─── Records to process ───

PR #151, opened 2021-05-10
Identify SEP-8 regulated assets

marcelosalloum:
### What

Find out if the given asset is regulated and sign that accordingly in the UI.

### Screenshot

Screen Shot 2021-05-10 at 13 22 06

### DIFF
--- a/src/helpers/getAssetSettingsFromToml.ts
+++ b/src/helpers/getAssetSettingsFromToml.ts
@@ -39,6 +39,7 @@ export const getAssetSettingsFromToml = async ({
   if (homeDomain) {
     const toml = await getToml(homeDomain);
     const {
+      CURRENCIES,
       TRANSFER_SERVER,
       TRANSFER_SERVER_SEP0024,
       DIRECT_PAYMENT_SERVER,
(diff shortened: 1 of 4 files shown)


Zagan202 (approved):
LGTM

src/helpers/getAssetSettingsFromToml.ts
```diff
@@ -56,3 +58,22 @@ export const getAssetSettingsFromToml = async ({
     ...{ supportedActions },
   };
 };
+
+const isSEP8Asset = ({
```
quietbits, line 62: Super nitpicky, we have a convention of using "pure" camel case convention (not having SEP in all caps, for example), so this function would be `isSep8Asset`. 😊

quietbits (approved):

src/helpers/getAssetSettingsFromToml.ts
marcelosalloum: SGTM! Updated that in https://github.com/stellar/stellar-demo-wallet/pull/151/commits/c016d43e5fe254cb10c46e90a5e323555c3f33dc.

───
─── Records to process ───

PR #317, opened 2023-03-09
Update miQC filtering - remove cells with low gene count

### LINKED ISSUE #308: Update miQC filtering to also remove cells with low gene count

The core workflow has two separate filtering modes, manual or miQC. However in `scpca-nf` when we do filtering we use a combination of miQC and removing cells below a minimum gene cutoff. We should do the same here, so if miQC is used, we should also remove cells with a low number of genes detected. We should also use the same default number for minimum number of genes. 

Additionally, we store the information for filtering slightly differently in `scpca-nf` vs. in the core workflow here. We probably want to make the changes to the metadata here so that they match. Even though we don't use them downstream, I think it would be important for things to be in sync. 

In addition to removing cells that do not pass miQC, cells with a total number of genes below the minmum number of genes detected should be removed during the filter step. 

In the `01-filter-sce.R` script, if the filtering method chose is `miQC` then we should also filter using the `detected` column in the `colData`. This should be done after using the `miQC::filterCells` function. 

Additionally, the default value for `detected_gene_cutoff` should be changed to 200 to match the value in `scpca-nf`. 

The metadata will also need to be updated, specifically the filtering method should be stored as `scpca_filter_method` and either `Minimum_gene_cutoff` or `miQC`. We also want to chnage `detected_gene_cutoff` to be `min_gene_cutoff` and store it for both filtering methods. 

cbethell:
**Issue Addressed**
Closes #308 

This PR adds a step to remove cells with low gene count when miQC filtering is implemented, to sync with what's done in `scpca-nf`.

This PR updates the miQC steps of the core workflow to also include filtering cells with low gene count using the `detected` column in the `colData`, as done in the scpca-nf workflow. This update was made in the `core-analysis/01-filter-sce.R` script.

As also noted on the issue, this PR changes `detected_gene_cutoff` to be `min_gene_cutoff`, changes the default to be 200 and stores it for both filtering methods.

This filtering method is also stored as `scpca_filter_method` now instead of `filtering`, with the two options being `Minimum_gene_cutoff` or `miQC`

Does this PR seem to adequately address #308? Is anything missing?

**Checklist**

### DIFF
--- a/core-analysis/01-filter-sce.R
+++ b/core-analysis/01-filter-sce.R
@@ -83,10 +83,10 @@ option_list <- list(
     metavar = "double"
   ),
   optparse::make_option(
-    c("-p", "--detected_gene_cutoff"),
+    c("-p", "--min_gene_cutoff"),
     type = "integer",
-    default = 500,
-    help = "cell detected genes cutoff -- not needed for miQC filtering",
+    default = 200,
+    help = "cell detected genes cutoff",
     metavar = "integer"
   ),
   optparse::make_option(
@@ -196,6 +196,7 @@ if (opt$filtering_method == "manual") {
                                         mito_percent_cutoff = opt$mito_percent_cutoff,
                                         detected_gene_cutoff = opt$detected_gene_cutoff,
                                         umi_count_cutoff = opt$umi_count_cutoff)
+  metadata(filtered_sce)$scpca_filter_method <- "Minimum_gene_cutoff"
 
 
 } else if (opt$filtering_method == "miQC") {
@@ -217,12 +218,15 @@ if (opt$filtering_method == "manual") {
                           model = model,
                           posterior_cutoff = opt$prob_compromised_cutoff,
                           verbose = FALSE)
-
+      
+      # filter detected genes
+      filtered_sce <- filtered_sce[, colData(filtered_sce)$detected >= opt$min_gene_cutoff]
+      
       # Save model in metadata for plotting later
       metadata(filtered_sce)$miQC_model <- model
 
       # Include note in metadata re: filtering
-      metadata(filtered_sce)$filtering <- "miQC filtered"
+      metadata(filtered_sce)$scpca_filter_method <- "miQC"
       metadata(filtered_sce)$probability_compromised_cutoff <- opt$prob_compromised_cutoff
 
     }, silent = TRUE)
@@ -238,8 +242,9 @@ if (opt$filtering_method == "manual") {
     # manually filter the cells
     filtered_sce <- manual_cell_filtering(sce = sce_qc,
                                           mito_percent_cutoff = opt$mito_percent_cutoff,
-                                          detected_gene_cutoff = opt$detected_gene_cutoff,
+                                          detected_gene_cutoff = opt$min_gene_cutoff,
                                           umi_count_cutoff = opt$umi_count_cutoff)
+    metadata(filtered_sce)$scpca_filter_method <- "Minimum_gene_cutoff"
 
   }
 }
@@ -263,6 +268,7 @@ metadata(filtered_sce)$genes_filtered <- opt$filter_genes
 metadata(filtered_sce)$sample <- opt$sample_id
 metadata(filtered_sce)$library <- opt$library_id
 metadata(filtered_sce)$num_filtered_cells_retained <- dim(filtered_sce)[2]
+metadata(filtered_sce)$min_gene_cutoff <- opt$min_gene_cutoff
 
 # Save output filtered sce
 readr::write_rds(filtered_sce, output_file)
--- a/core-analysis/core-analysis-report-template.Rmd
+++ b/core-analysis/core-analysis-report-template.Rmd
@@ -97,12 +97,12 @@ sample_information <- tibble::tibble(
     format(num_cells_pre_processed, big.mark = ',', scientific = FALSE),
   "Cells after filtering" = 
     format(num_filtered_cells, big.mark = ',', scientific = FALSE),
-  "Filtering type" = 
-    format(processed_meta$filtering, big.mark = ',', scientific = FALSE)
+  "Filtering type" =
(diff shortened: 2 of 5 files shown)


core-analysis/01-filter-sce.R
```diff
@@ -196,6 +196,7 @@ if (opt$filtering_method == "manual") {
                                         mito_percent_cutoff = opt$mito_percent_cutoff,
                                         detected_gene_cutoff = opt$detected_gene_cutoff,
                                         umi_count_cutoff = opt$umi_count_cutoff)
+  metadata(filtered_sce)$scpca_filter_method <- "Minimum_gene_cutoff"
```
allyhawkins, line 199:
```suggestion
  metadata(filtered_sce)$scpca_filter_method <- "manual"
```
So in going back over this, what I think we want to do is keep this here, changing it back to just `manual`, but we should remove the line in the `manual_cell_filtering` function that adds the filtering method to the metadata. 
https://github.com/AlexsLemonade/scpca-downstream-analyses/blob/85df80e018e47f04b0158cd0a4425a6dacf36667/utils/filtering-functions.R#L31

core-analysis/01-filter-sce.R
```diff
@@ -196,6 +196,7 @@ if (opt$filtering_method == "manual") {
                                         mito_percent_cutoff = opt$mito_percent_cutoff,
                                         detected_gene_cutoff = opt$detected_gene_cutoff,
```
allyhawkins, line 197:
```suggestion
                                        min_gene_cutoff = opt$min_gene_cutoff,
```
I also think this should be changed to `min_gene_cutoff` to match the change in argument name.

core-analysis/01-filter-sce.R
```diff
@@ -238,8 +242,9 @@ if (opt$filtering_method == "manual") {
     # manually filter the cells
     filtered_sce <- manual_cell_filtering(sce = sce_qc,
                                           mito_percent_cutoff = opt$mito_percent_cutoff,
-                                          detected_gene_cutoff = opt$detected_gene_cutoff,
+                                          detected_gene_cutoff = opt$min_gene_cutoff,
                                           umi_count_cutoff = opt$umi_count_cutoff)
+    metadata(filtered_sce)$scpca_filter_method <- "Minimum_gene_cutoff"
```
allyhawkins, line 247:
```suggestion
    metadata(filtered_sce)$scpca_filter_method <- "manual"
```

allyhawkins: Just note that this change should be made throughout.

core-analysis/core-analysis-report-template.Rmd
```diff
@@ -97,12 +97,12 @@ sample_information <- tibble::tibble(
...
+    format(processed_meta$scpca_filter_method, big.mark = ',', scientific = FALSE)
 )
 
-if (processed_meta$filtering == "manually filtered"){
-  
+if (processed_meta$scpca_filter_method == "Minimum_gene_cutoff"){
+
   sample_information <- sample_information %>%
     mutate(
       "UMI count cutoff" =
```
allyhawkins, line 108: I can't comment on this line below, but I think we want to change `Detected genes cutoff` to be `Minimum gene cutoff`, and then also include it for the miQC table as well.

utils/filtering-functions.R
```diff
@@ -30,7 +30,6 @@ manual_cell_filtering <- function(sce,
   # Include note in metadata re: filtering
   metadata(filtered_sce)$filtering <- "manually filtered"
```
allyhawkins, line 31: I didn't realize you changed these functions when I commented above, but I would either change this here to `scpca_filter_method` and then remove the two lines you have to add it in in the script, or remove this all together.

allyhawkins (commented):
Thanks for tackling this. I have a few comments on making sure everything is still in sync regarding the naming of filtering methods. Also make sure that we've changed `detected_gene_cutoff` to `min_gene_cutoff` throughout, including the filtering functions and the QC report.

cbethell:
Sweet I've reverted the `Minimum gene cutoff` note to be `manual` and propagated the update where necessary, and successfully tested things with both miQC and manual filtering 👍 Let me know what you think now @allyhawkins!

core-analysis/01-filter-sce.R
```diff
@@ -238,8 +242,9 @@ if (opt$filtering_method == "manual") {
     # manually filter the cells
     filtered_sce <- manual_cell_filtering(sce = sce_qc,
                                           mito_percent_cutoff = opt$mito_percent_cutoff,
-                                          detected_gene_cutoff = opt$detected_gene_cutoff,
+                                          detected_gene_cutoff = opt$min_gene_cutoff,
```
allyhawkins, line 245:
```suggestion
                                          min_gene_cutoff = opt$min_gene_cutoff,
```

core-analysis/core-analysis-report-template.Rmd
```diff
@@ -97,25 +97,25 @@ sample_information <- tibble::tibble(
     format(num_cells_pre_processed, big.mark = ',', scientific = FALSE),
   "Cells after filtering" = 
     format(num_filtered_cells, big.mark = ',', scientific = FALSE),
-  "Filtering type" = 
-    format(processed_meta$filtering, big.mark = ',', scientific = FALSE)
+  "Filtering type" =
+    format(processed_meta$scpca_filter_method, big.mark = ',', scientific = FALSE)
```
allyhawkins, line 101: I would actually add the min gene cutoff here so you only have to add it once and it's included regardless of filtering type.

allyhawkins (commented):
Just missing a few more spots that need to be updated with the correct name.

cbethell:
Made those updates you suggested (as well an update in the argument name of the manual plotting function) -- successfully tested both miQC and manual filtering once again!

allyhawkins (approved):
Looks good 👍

───

▶ What this task involves: If the word "done" is on a line above, return that line.

▶ Response to this task:
In the `01-filter-sce.R` script, if the filtering method chose is `miQC` then we should also filter using the `detected` column in the `colData`. This should be done after using the `miQC::filterCells` function. 
This PR adds a step to remove cells with low gene count when miQC filtering is implemented, to sync with what's done in `scpca-nf`.
This PR updates the miQC steps of the core workflow to also include filtering cells with low gene count using the `detected` column in the `colData`, as done in the scpca-nf workflow. This update was made in the `core-analysis/01-filter-sce.R` script.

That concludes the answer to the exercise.